- Opening Delimiter -

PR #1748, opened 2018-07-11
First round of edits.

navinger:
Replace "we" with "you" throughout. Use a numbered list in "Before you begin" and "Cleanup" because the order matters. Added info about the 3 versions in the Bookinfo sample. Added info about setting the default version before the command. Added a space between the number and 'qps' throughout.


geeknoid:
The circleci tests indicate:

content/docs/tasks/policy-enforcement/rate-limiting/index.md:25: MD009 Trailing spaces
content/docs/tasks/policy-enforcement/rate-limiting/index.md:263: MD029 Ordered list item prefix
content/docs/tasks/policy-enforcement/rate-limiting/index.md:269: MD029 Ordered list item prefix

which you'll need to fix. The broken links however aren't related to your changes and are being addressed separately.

- Closing Delimiter -
- Opening Delimiter -

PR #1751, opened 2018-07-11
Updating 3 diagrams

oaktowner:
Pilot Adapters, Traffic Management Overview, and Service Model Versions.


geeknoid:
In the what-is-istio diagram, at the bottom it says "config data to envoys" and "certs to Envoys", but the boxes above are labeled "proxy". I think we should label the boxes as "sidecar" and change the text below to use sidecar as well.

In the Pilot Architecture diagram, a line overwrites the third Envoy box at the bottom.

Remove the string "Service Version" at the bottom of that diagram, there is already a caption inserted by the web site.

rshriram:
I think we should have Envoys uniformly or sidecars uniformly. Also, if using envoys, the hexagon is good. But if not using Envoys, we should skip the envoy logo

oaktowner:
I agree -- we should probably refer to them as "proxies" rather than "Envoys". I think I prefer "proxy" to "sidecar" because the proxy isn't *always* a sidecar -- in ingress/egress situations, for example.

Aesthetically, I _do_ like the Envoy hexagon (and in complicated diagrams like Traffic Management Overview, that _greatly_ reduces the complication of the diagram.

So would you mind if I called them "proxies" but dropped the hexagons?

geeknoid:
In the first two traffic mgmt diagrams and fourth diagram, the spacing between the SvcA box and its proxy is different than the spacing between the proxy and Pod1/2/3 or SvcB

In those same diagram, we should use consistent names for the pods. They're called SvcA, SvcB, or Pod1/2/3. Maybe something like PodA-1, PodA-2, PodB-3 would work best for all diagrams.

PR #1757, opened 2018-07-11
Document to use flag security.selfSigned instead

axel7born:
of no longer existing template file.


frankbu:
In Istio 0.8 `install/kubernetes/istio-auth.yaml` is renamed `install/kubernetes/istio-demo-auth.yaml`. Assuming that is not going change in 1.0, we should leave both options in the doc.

- Closing Delimiter -

§ **REQUIREMENT**
Send back exactly the lines of the listing above starting at the one with "of no longer existing template file." and ending at the one with "In Istio 0.8", inclusive, and no others.

§ **EXERCISE SOLUTION**
of no longer existing template file.


frankbu:
In Istio 0.8 `install/kubernetes/istio-auth.yaml` is renamed `install/kubernetes/istio-demo-auth.yaml`. Assuming that is not going change in 1.0, we should leave both options in the doc.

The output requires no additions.